----- PROVIDED RECORDS -----
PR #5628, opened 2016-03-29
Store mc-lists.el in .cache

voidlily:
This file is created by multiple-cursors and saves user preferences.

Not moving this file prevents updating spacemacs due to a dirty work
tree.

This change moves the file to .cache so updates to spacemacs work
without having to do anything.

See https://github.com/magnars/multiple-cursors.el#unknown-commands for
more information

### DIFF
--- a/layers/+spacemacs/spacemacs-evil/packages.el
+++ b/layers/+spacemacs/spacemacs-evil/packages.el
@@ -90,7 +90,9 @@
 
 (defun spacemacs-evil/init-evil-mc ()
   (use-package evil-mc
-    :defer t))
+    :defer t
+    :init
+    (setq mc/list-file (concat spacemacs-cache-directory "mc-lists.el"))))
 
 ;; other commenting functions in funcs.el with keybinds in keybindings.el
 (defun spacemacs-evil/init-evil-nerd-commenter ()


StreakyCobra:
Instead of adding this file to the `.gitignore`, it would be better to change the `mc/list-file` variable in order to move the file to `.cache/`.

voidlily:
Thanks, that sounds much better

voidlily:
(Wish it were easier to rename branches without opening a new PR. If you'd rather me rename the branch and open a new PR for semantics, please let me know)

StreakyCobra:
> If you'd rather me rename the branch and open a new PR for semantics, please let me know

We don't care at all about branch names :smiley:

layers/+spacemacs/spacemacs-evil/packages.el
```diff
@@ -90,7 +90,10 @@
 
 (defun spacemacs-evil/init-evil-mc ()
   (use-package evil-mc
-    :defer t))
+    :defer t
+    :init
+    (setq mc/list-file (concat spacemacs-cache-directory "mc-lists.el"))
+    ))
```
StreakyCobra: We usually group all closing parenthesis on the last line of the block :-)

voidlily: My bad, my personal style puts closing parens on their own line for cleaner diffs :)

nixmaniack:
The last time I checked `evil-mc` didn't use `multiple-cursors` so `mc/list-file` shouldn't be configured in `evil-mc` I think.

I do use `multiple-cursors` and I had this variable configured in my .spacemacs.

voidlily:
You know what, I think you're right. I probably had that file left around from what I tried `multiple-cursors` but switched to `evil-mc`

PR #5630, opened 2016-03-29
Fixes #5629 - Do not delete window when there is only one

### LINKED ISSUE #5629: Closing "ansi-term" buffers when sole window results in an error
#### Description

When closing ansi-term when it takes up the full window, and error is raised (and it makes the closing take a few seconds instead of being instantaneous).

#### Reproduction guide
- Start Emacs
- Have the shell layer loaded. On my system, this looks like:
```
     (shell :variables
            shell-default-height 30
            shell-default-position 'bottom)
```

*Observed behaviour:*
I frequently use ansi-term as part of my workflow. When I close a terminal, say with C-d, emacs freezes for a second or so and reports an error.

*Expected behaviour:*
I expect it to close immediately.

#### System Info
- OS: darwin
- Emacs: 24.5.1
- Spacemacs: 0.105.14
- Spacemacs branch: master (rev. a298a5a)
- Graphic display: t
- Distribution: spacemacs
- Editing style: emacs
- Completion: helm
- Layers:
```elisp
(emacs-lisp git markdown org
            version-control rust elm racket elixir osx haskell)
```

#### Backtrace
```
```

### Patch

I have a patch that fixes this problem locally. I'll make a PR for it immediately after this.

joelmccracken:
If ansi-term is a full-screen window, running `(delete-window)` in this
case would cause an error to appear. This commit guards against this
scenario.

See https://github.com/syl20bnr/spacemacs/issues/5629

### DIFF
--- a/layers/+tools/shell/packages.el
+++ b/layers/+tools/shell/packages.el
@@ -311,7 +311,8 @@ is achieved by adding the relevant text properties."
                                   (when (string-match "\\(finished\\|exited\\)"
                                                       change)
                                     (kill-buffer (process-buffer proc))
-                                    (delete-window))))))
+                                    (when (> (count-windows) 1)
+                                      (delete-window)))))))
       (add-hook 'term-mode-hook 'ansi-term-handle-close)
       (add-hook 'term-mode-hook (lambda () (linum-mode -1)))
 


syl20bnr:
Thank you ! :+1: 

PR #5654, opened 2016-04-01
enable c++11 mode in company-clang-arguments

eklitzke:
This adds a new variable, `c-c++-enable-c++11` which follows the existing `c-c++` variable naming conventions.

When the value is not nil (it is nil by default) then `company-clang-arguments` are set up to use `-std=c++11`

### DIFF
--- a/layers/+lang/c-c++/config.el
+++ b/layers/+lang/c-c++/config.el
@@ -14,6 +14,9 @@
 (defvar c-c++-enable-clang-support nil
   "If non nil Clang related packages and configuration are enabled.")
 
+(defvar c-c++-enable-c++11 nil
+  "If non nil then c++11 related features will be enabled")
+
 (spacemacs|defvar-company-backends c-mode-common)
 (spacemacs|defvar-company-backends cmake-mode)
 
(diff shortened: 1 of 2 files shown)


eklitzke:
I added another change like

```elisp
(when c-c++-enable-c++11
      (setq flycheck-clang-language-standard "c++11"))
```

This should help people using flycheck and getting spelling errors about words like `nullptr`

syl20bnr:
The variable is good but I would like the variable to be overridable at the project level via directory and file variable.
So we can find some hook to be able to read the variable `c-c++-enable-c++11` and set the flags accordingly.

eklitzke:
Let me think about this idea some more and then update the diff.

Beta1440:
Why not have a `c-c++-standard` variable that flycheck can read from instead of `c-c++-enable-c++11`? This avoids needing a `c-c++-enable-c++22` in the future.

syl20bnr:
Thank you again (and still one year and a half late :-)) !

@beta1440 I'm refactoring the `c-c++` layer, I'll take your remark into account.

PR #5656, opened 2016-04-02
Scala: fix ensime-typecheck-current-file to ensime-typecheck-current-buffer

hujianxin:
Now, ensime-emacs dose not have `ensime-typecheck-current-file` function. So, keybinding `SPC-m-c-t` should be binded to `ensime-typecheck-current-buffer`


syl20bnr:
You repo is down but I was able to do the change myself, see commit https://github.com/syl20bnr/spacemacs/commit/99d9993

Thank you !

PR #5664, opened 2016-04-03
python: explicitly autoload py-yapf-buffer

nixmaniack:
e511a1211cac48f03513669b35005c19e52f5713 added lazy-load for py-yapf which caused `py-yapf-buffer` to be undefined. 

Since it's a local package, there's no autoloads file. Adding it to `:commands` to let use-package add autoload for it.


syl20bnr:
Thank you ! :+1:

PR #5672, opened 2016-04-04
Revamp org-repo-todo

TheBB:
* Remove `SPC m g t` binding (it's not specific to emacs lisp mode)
-----
__TASK DIRECTIONS__.
Repeat each entry above, keeping every word exact.

__WRITTEN REPLY__.
PR #5628, opened 2016-03-29
Store mc-lists.el in .cache

voidlily:
This file is created by multiple-cursors and saves user preferences.

Not moving this file prevents updating spacemacs due to a dirty work
tree.

This change moves the file to .cache so updates to spacemacs work
without having to do anything.

See https://github.com/magnars/multiple-cursors.el#unknown-commands for
more information

### DIFF
--- a/layers/+spacemacs/spacemacs-evil/packages.el
+++ b/layers/+spacemacs/spacemacs-evil/packages.el
@@ -90,7 +90,9 @@
 
 (defun spacemacs-evil/init-evil-mc ()
   (use-package evil-mc
-    :defer t))
+    :defer t
+    :init
+    (setq mc/list-file (concat spacemacs-cache-directory "mc-lists.el"))))
 
 ;; other commenting functions in funcs.el with keybinds in keybindings.el
 (defun spacemacs-evil/init-evil-nerd-commenter ()


StreakyCobra:
Instead of adding this file to the `.gitignore`, it would be better to change the `mc/list-file` variable in order to move the file to `.cache/`.

voidlily:
Thanks, that sounds much better

voidlily:
(Wish it were easier to rename branches without opening a new PR. If you'd rather me rename the branch and open a new PR for semantics, please let me know)

StreakyCobra:
> If you'd rather me rename the branch and open a new PR for semantics, please let me know

We don't care at all about branch names :smiley:

layers/+spacemacs/spacemacs-evil/packages.el
```diff
@@ -90,7 +90,10 @@
 
 (defun spacemacs-evil/init-evil-mc ()
   (use-package evil-mc
-    :defer t))
+    :defer t
+    :init
+    (setq mc/list-file (concat spacemacs-cache-directory "mc-lists.el"))
+    ))
```
StreakyCobra: We usually group all closing parenthesis on the last line of the block :-)

voidlily: My bad, my personal style puts closing parens on their own line for cleaner diffs :)

nixmaniack:
The last time I checked `evil-mc` didn't use `multiple-cursors` so `mc/list-file` shouldn't be configured in `evil-mc` I think.

I do use `multiple-cursors` and I had this variable configured in my .spacemacs.

voidlily:
You know what, I think you're right. I probably had that file left around from what I tried `multiple-cursors` but switched to `evil-mc`

PR #5630, opened 2016-03-29
Fixes #5629 - Do not delete window when there is only one

### LINKED ISSUE #5629: Closing "ansi-term" buffers when sole window results in an error
#### Description

When closing ansi-term when it takes up the full window, and error is raised (and it makes the closing take a few seconds instead of being instantaneous).

#### Reproduction guide
- Start Emacs
- Have the shell layer loaded. On my system, this looks like:
```
     (shell :variables
            shell-default-height 30
            shell-default-position 'bottom)
```

*Observed behaviour:*
I frequently use ansi-term as part of my workflow. When I close a terminal, say with C-d, emacs freezes for a second or so and reports an error.

*Expected behaviour:*
I expect it to close immediately.

#### System Info
- OS: darwin
- Emacs: 24.5.1
- Spacemacs: 0.105.14
- Spacemacs branch: master (rev. a298a5a)
- Graphic display: t
- Distribution: spacemacs
- Editing style: emacs
- Completion: helm
- Layers:
```elisp
(emacs-lisp git markdown org
            version-control rust elm racket elixir osx haskell)
```

#### Backtrace
```
```

### Patch

I have a patch that fixes this problem locally. I'll make a PR for it immediately after this.

joelmccracken:
If ansi-term is a full-screen window, running `(delete-window)` in this
case would cause an error to appear. This commit guards against this
scenario.

See https://github.com/syl20bnr/spacemacs/issues/5629

### DIFF
--- a/layers/+tools/shell/packages.el
+++ b/layers/+tools/shell/packages.el
@@ -311,7 +311,8 @@ is achieved by adding the relevant text properties."
                                   (when (string-match "\\(finished\\|exited\\)"
                                                       change)
                                     (kill-buffer (process-buffer proc))
-                                    (delete-window))))))
+                                    (when (> (count-windows) 1)
+                                      (delete-window)))))))
       (add-hook 'term-mode-hook 'ansi-term-handle-close)
       (add-hook 'term-mode-hook (lambda () (linum-mode -1)))
 


syl20bnr:
Thank you ! :+1: 

PR #5654, opened 2016-04-01
enable c++11 mode in company-clang-arguments

eklitzke:
This adds a new variable, `c-c++-enable-c++11` which follows the existing `c-c++` variable naming conventions.

When the value is not nil (it is nil by default) then `company-clang-arguments` are set up to use `-std=c++11`

### DIFF
--- a/layers/+lang/c-c++/config.el
+++ b/layers/+lang/c-c++/config.el
@@ -14,6 +14,9 @@
 (defvar c-c++-enable-clang-support nil
   "If non nil Clang related packages and configuration are enabled.")
 
+(defvar c-c++-enable-c++11 nil
+  "If non nil then c++11 related features will be enabled")
+
 (spacemacs|defvar-company-backends c-mode-common)
 (spacemacs|defvar-company-backends cmake-mode)
 
(diff shortened: 1 of 2 files shown)


eklitzke:
I added another change like

```elisp
(when c-c++-enable-c++11
      (setq flycheck-clang-language-standard "c++11"))
```

This should help people using flycheck and getting spelling errors about words like `nullptr`

syl20bnr:
The variable is good but I would like the variable to be overridable at the project level via directory and file variable.
So we can find some hook to be able to read the variable `c-c++-enable-c++11` and set the flags accordingly.

eklitzke:
Let me think about this idea some more and then update the diff.

Beta1440:
Why not have a `c-c++-standard` variable that flycheck can read from instead of `c-c++-enable-c++11`? This avoids needing a `c-c++-enable-c++22` in the future.

syl20bnr:
Thank you again (and still one year and a half late :-)) !

@beta1440 I'm refactoring the `c-c++` layer, I'll take your remark into account.

PR #5656, opened 2016-04-02
Scala: fix ensime-typecheck-current-file to ensime-typecheck-current-buffer

hujianxin:
Now, ensime-emacs dose not have `ensime-typecheck-current-file` function. So, keybinding `SPC-m-c-t` should be binded to `ensime-typecheck-current-buffer`


syl20bnr:
You repo is down but I was able to do the change myself, see commit https://github.com/syl20bnr/spacemacs/commit/99d9993

Thank you !

PR #5664, opened 2016-04-03
python: explicitly autoload py-yapf-buffer

nixmaniack:
e511a1211cac48f03513669b35005c19e52f5713 added lazy-load for py-yapf which caused `py-yapf-buffer` to be undefined. 

Since it's a local package, there's no autoloads file. Adding it to `:commands` to let use-package add autoload for it.


syl20bnr:
Thank you ! :+1:

PR #5672, opened 2016-04-04
Revamp org-repo-todo

TheBB:
* Remove `SPC m g t` binding (it's not specific to emacs lisp mode)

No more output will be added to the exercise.